Task details: Only the lines of the data holding the string "variants" need to be returned.

Records shown:
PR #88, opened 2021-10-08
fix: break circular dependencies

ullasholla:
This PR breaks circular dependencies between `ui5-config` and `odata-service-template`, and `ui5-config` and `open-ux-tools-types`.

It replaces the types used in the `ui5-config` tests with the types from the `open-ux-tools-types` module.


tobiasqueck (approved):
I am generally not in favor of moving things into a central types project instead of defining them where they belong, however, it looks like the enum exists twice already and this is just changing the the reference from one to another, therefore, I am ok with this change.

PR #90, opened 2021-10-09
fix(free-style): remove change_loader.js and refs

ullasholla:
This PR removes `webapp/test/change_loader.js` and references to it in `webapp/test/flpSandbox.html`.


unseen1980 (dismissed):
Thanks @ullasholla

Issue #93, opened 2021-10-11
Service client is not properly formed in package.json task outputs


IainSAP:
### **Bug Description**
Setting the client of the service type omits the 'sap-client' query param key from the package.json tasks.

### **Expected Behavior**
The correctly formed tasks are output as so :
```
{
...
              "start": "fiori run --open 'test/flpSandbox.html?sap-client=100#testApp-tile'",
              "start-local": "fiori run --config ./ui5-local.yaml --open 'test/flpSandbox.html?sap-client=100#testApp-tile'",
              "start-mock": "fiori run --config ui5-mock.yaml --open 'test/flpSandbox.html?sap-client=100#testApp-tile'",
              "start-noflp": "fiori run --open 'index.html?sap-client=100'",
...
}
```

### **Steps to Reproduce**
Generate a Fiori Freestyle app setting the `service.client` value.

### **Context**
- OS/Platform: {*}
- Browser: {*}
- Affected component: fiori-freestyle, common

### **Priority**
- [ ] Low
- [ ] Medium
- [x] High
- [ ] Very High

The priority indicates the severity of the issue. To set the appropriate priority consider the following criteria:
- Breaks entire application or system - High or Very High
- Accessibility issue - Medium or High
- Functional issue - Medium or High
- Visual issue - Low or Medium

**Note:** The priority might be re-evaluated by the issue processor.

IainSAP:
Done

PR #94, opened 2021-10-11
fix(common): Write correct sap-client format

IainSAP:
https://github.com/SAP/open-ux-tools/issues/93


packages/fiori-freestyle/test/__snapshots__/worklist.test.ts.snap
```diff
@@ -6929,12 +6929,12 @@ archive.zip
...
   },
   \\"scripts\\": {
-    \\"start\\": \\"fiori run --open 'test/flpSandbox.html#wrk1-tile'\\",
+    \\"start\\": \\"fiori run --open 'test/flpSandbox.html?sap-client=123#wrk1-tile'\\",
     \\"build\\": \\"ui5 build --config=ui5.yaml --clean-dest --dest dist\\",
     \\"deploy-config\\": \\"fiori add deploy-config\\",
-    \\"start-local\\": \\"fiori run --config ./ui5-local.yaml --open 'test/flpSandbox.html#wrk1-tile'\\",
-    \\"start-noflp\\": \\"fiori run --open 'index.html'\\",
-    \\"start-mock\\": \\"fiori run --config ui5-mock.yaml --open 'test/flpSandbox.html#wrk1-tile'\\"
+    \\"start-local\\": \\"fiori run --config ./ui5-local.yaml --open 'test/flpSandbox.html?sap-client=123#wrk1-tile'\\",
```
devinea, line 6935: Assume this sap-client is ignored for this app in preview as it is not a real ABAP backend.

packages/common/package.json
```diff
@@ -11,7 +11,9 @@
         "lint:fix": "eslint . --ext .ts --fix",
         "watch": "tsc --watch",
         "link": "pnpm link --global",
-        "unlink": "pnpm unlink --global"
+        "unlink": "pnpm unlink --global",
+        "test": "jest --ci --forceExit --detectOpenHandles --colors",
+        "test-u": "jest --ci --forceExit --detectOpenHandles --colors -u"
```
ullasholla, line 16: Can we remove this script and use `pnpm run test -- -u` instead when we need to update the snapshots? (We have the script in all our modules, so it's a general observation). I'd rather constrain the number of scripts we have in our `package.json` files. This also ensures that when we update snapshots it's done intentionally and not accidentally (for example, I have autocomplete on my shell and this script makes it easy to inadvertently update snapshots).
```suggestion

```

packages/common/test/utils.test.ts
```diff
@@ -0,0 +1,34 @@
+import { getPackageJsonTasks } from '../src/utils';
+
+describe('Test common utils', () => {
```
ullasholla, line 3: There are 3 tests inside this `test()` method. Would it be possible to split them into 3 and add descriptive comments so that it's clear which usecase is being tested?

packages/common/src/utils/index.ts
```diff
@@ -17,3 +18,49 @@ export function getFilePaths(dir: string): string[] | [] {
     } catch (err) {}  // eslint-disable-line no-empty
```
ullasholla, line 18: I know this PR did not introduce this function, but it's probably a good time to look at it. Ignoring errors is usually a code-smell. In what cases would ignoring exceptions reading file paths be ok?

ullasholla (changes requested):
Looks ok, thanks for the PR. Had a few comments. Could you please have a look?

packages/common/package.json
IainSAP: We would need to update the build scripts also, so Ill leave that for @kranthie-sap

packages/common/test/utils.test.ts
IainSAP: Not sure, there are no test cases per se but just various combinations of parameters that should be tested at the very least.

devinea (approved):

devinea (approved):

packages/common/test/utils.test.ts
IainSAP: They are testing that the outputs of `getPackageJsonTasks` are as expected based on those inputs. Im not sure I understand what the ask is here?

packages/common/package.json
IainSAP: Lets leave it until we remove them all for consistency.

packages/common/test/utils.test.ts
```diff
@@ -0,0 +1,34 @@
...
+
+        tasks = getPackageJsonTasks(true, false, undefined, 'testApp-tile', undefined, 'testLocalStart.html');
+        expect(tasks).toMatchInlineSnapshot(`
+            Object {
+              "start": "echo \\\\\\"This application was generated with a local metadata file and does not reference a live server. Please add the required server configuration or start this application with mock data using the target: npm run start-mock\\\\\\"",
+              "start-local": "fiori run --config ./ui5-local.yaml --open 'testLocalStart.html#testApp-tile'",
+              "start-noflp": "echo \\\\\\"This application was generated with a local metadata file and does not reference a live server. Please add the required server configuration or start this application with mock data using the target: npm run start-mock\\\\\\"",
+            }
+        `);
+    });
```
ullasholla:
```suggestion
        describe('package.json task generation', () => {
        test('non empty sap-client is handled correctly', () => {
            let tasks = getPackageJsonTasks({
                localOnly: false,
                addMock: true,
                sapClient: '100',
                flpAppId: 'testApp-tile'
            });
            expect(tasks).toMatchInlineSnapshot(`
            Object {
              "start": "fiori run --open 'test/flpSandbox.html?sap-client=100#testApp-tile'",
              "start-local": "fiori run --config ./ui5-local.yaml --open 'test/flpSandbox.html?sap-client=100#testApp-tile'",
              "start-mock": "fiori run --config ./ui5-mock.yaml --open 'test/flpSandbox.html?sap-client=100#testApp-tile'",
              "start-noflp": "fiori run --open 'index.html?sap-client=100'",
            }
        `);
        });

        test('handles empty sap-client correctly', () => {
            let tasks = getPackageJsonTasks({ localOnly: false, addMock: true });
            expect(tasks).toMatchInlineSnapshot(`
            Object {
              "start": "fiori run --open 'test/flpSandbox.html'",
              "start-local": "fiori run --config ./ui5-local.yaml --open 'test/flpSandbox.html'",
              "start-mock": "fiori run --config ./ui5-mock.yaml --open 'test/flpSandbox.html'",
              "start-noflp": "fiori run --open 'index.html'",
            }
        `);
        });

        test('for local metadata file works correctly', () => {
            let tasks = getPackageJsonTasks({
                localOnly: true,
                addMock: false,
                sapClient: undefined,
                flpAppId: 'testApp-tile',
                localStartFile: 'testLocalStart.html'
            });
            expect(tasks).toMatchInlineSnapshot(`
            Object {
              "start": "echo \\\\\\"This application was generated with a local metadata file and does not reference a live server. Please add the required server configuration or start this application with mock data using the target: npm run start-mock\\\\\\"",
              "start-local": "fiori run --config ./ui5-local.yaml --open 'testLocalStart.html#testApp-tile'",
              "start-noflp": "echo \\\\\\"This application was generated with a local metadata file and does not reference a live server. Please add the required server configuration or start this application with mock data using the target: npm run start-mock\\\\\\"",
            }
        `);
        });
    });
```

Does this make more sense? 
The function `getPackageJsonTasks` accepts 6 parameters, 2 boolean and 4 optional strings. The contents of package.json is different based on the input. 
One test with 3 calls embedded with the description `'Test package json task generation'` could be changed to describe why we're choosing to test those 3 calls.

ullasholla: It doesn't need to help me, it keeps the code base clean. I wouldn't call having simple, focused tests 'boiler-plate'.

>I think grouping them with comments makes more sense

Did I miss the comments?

* * *

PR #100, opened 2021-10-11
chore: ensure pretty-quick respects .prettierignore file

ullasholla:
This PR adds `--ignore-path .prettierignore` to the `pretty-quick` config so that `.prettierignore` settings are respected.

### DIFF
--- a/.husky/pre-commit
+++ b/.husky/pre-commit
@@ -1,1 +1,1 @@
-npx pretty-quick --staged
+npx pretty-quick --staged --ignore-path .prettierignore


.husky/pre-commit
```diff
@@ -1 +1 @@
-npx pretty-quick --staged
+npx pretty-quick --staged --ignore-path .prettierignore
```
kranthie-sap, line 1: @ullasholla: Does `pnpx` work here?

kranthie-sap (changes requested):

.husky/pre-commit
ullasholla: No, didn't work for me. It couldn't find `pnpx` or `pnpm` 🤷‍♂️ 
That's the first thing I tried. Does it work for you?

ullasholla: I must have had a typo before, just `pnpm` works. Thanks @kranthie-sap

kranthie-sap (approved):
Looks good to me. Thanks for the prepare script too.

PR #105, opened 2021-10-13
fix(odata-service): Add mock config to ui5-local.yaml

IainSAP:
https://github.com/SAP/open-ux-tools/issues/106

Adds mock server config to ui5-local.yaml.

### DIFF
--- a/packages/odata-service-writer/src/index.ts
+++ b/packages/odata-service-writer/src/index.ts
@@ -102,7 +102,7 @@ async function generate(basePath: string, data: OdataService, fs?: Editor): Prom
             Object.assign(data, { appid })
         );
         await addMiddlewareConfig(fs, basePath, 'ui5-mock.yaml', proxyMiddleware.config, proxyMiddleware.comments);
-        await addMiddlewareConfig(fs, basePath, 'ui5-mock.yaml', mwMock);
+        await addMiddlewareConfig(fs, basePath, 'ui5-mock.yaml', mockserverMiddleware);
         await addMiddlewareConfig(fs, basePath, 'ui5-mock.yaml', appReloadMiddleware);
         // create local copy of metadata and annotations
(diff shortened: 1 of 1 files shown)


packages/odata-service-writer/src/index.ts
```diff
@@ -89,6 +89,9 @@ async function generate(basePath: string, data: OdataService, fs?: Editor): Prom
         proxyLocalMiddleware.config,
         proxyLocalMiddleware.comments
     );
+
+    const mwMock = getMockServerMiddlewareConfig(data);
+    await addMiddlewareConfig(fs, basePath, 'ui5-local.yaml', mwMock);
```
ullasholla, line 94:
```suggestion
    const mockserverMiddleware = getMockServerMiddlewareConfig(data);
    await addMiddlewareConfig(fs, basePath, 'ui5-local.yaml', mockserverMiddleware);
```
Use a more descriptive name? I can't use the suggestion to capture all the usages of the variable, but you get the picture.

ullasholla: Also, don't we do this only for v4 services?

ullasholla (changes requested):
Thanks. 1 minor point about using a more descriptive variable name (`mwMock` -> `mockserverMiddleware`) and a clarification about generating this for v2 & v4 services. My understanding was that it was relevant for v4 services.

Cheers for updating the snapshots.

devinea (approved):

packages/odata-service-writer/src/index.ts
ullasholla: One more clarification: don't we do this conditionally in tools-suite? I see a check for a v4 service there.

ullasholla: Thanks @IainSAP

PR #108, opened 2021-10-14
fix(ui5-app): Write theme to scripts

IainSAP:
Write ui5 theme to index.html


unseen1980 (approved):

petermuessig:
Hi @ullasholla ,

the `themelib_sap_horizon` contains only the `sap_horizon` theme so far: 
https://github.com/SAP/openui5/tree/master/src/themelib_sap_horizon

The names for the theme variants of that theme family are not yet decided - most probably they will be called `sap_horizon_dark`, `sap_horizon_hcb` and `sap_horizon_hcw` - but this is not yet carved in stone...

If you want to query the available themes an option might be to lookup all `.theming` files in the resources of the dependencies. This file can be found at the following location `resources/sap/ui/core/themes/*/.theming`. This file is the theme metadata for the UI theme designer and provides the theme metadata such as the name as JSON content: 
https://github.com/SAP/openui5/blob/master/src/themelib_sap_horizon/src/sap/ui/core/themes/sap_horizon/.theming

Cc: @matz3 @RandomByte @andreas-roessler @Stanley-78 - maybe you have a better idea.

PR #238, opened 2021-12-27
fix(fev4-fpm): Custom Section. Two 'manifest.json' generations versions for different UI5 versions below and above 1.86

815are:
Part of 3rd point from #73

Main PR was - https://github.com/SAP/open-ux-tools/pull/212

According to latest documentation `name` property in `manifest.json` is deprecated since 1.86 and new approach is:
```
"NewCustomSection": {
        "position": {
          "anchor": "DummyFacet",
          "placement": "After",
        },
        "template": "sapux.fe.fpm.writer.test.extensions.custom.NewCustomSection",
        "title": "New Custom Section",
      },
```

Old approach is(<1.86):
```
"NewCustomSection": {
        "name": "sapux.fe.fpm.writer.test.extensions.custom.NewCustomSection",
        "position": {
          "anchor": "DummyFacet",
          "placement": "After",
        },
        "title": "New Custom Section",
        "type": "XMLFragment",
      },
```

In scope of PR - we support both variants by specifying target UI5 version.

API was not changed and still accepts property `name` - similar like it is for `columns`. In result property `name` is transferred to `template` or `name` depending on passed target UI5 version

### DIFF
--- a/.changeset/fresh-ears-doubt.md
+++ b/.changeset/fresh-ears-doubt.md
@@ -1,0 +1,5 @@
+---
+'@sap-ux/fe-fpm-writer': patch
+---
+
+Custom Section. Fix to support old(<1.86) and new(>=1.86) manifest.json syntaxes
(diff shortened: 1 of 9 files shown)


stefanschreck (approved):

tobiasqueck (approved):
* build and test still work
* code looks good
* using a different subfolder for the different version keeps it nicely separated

...

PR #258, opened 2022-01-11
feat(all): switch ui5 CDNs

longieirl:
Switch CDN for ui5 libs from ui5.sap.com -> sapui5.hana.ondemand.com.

Solution for this task:
The names for the theme variants of that theme family are not yet decided - most probably they will be called `sap_horizon_dark`, `sap_horizon_hcb` and `sap_horizon_hcw` - but this is not yet carved in stone...
In scope of PR - we support both variants by specifying target UI5 version.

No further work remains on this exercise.